I haven't used it but all dogs are different. I know people who's dogs are doing fine on it nd heard of a couple that aren't.


----------



## RRs (Aug 31, 2011)

Orijen and Acana fed for 3+ years. Orijen 6 Fish for the past 6 months or so. No complaints here, except for the price of course. 
Both dogs recently had annual vet appointments - fecal, urine, blood panel, and titer. Clean bills of health.


----------



## ClicketySnap (Jun 18, 2012)

My parent's vet told them to switch their dog to a higher quality kibble and since they live out of town I selected a few different samples for them to try and sent them all home, and one of those was Orijen Adult (old formula).
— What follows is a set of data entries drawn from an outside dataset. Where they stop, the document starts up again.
PR #1874, opened 2017-12-22
Add a `notEqual` block helper for Handlebars and tests for `equal`

astorije:
It turns out, we already had a case of `{{equal a b}}{{else}}Something{{/equal}}`.

This will be useful for #1833, which has something similar.

### DIFF
--- a/client/js/libs/handlebars/notEqual.js
+++ b/client/js/libs/handlebars/notEqual.js
@@ -1,0 +1,18 @@
+"use strict";
+
+module.exports = function(a, b, opt) {
+	if (arguments.length !== 3) {
+		throw new Error("Handlebars helper `notEqual` expects 3 arguments");
+	}
+
+	a = a.toString();
+	b = b.toString();
+
+	if (a !== b) {
+		return opt.fn(this);
+	}
+
+	if (opt.inverse(this) !== "") {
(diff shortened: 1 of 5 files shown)


client/js/libs/handlebars/notEqual.js
```diff
@@ -0,0 +1,18 @@
+"use strict";
+
+module.exports = function(a, b, opt) {
+	if (arguments.length !== 3) {
+		throw new Error("Handlebars helper `equal` expects 3 arguments");
```
PolarizedIons: \`equal\` -> \`notEqual\`

astorije: Aaah damn, good eye, thanks! 🙏 
Fixed.

test/client/js/libs/handlebars/equalTest.js
```diff
@@ -0,0 +1,26 @@
...
+const equal = require("../../../../../client/js/libs/handlebars/equal");
+
+describe("equal Handlebars helper", function() {
+	const block = {
+		fn: () => "fn",
+		inverse: () => "inverse",
+	};
+
+	it("should render the first block if both values are equal", function() {
+		expect(equal("foo", "foo", block)).to.equal("fn");
```
YaManicKill: This is a really confusing sentence to read, but I get it :-P

PR #1875, opened 2017-12-22
Fix incorrect documentation url in default config

MiniDigger:
Just something that I found while updating my instance


YaManicKill:
Minor fix, merging.

astorije:
Good catch, will make sure new docs take that into account, thanks!

PR #1878, opened 2017-12-22
Pull context menu code out of lounge.js and make it more generic

McInkay:
This gives us a few advantages:

1. Removes some more code from lounge.js (it was getting big again)
2. Keeps all the context menu code together (separately, we had the functions and the element addition in very different parts of the code, and that was odd
3. Allows any part of the lounge codebase to add elements to the context menu
4. Beginning of support for plugins (that'll come in another PR once this is merged)

### DIFF
--- a/client/js/contextMenu.js
+++ b/client/js/contextMenu.js
@@ -1,0 +1,85 @@
+"use strict";
+const $ = require("jquery");
+const templates = require("../views");
+let contextMenu, contextMenuContainer;
+
+module.exports = class ContextMenu {
+	constructor(contextMenuItems, contextMenuActions, selectedElement, event) {
+		this.contextMenuItems = contextMenuItems;
+		this.contextMenuActions = contextMenuActions;
+		this.selectedElement = selectedElement;
+		this.event = event;
+
+		contextMenuContainer = $("#context-menu-container");
+		contextMenu = $("#context-menu");
+	}
+
+	show() {
+		showContextMenu(this.contextMenuItems, this.selectedElement, this.event);
+		this.bindEvents();
+		return false;
+	}
+
+	bindEvents() {
+		const contextMenuActions = this.contextMenuActions;
+
+		contextMenuActions.execute = (id, ...args) => contextMenuActions[id] && contextMenuActions[id](...args);
+
+		contextMenu.find(".context-menu-item").on("click", function() {
+			const $this = $(this);
+			const itemData = $this.data("data");
+			const contextAction = $this.data("action");
+			contextMenuActions.execute(contextAction, itemData);
+		});
+	}
+};
+
+function showContextMenu(contextMenuItems, selectedElement, event) {
+	const target = $(event.currentTarget);
+	let output = "";
+
+	for (const item of contextMenuItems) {
+		if (item.check(target)) {
+			if (item.divider) {
+				output += templates.contextmenu_divider();
+			} else {
+				output += templates.contextmenu_item({
+					class: typeof item.className === "function" ? item.className(target) : item.className,
+					action: item.actionId,
+					text: typeof item.displayName === "function" ? item.displayName(target) : item.displayName,
+					data: typeof item.data === "function" ? item.data(target) : item.data,
+				});
+			}
+		}
+	}
+
+	contextMenuContainer.show();
+	contextMenu
+		.html(output)
+		.css(positionContextMenu(selectedElement, event));
+}
+
+function positionContextMenu(selectedElement, e) {
+	let offset;
+	const menuWidth = contextMenu.outerWidth();
+	const menuHeight = contextMenu.outerHeight();
+
+	if (selectedElement.hasClass("menu")) {
+		offset = selectedElement.offset();
+		offset.left -= menuWidth - selectedElement.outerWidth();
+		offset.top += selectedElement.outerHeight();
+		return offset;
+	}
+
+	offset = {left: e.pageX, top: e.pageY};
+
+	if ((window.innerWidth - offset.left) < menuWidth) {
+		offset.left = window.innerWidth - menuWidth;
+	}
+
+	if ((window.innerHeight - offset.top) < menuHeight) {
+		offset.top = window.innerHeight - menuHeight;
+	}
+
+	return offset;
+}
--- a/client/js/contextMenuFactory.js
+++ b/client/js/contextMenuFactory.js
@@ -1,0 +1,213 @@
+"use strict";
+const $ = require("jquery");
+const socket = require("./socket");
+const utils = require("./utils");
+const JoinChannel = require("./join-channel");
+const ContextMenu = require("./contextMenu");
+const contextMenuActions = [];
+const contextMenuItems = [];
+
+module.exports = {
+	addContextMenuItem,
+	createContextMenu,
+};
+
+addDefaultItems();
+
+/**
+ * Used for adding context menu items. eg:
+ *
+ * addContextMenuItem({
+ * 		check: (target) => target.hasClass("user"),
+ * 		className: "customItemName",
+ * 	 	data: (target) => target.data("name"),
+ * 	 	displayName: "Do something",
+ * 	 	callback: (name) => console.log(name), // print the name of the user to console
+ * });
+ *
+ * @param opts
+ * @param {function(Object)} [opts.check] - Function to check whether item should show on the context menu, called with the target jquery element, shows if return is truthy
+ * @param {string|function(Object)} opts.className - class name for the menu item, should be prefixed for non-default menu items (if function, called with jquery element, and uses return value)
+ * @param {string|function(Object)} opts.data - data that will be sent to the callback function (if function, called with jquery element, and uses return value)
+ * @param {string|function(Object)} opts.displayName - text to display on the menu item (if function, called with jquery element, and uses return value)
+ * @param {function(Object)} opts.callback - Function to call when the context menu item is clicked, called with the data requested in opts.data
+ */
+function addContextMenuItem(opts) {
+	opts.check = opts.check || (() => true);
+	opts.actionId = contextMenuActions.push(opts.callback) - 1;
+	contextMenuItems.push(opts);
+}
+
+function addContextDivider(opts) {
+	opts.check = opts.check || (() => true);
+	opts.divider = true;
+	contextMenuItems.push(opts);
+}
+
+function createContextMenu(that, event) {
+	return new ContextMenu(contextMenuItems, contextMenuActions, that, event);
+}
+
+function addWhoisItem() {
+	function whois(itemData) {
+		const chan = utils.findCurrentNetworkChan(itemData);
+
+		if (chan.length) {
+			chan.click();
+		}
+
+		socket.emit("input", {
+			target: $("#chat").data("id"),
+			text: "/whois " + itemData,
+		});
+
+		$(`.channel.active .userlist .user[data-name="${itemData}"]`).trigger("click");
+	}
+
+	addContextMenuItem({
+		check: (target) => target.hasClass("user"),
+		className: "user",
+		displayName: (target) => target.data("name"),
+		data: (target) => target.data("name"),
+		callback: whois,
+	});
+
+	addContextDivider({
+		check: (target) => target.hasClass("user"),
+	});
+
+	addContextMenuItem({
+		check: (target) => target.hasClass("user"),
+		className: "action-whois",
+		displayName: "User information",
+		data: (target) => target.data("name"),
+		callback: whois,
+	});
+}
+
+function addQueryItem() {
+	function query(itemData) {
+		const chan = utils.findCurrentNetworkChan(itemData);
+
+		if (chan.length) {
+			chan.click();
+		}
+
+		socket.emit("input", {
+			target: $("#chat").data("id"),
+			text: "/query " + itemData,
+		});
+	}
+
+	addContextMenuItem({
+		check: (target) => target.hasClass("user"),
+		className: "action-query",
+		displayName: "Direct messages",
+		data: (target) => target.data("name"),
+		callback: query,
+	});
+}
+
+function addKickItem() {
+	function kick(itemData) {
+		socket.emit("input", {
+			target: $("#chat").data("id"),
+			text: "/kick " + itemData,
+		});
+	}
+
+	addContextMenuItem({
+		check: (target) => utils.hasRoleInChannel(target.closest(".chan"), ["op"]) && target.closest(".chan").data("type") === "channel",
+		className: "action-kick",
+		displayName: "Kick",
+		data: (target) => target.data("name"),
+		callback: kick,
+	});
+}
+
+function addFocusItem() {
+	function focusChan(itemData) {
+		$(`.networks .chan[data-target="${itemData}"]`).click();
+	}
+
+	const getClass = (target) => {
+		if (target.hasClass("lobby")) {
+			return "network";
+		} else if (target.hasClass("query")) {
+			return "query";
+		}
+
+		return "chan";
+	};
+
+	addContextMenuItem({
+		check: (target) => target.hasClass("chan"),
+		className: getClass,
+		displayName: (target) => target.attr("aria-label"),
+		data: (target) => target.data("target"),
+		callback: focusChan,
+	});
+
+	addContextDivider({
+		check: (target) => target.hasClass("chan"),
+	});
+}
+
+function addChannelListItem() {
+	function list(itemData) {
+		socket.emit("input", {
+			target: itemData,
+			text: "/list",
+		});
+	}
+
+	addContextMenuItem({
+		check: (target) => target.hasClass("lobby"),
+		className: "list",
+		displayName: "List all channels",
+		data: (target) => target.data("id"),
+		callback: list,
+	});
+}
+
+function addBanListItem() {
+	function banlist(itemData) {
+		socket.emit("input", {
+			target: itemData,
+			text: "/banlist",
+		});
+	}
+
+	addContextMenuItem({
+		check: (target) => target.hasClass("channel"),
+		className: "list",
+		displayName: "List banned users",
+		data: (target) => target.data("id"),
+		callback: banlist,
+	});
+}
+
+function addJoinItem() {
+	function openJoinForm(itemData) {
+		const network = $(`#join-channel-${itemData}`).closest(".network");
+		JoinChannel.openForm(network);
+	}
+
+	addContextMenuItem({
+		check: (target) => target.hasClass("lobby"),
+		className: "join",
+		displayName: "Join a channel…",
+		data: (target) => target.data("id"),
+		callback: openJoinForm,
+	});
+}
+
+function addDefaultItems() {
+	addWhoisItem();
+	addQueryItem();
+	addKickItem();
+	addFocusItem();
+	addChannelListItem();
+	addBanListItem();
+	addJoinItem();
+}
--- a/client/js/lounge.js
+++ b/client/js/lounge.js
@@ -20,7 +20,8 @@ require("./webpush");
 require("./keybinds");
 require("./clipboard");
 const Changelog = require("./socket-events/changelog");
-const JoinChannel = require("./join-channel");
+const contextMenuFactory = require("./contextMenuFactory");
+const contextMenuContainer = $("#context-menu-container");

The dog really liked the Orijen Adult formula so my parents asked me to get a bigger bag for them... and I noticed the change in ingredients. I still bought it, but I told them to let me know about any changes in their dog just in case. She's had the new formula for almost a week now and nothing has come up. she still likes the taste and is not having any noticeable digestive problems.


----------



## Tobi (Mar 18, 2011)

I've heard mixed reviews, though every dog is unique, what works for one may very well not work for another. I'm going to get a bag for cheap training treats myself lol! My mom absolutely loves it for her jrt, before the accident she was running her 3-5 miles a day on top of lightning fetch. She just gives her different formula different days.


----------



## doggiedad (Jan 23, 2011)

if your dogs don't like Orijen why force them to eat it? 



murbanski said:


> Has anyone tried Orijen's food since they changed the formula again? I tried my puppies on Orijen when I first got them and they hated it,
> 
> >>>>> and now I'm considering forcing them to eat it.<<<<<
> 
> But I've been hearing things like dogs have lots of gas on Orijen, and they have been having rough, dull coats, and just not good things in general. So has anyone had good/bad experiences? And I'm not asking how this food looks on paper, I have my own opinion of that. I'm just curious as to how your dogs out there do on their food.


----------



## murbanski (Sep 25, 2012)

kevin bradley- Haha! I just have a lot of time on my hands! My work schedule is really flexible so I'm able to spend a lot of time outside with my dogs. Plus I just happen to live by some really incredible outdoor parks.

RRs- Ooh, so shiny too!

doggiedad- That is because the only things my dogs will gladly eat are Iams, Purina, etc. I have never fed them these things but I live and work above a boarding kennel so they occasionally get into the guests' food. I would ultimately prefer to feed them raw but that really isn't in the cards right now. So unfortunately, like with kids, I have to force them to eat healthy instead of just eating McDonald's all day.


----------



## brindle (Mar 14, 2013)

doggiedad said:


> if your dogs don't like Orijen why force them to eat it?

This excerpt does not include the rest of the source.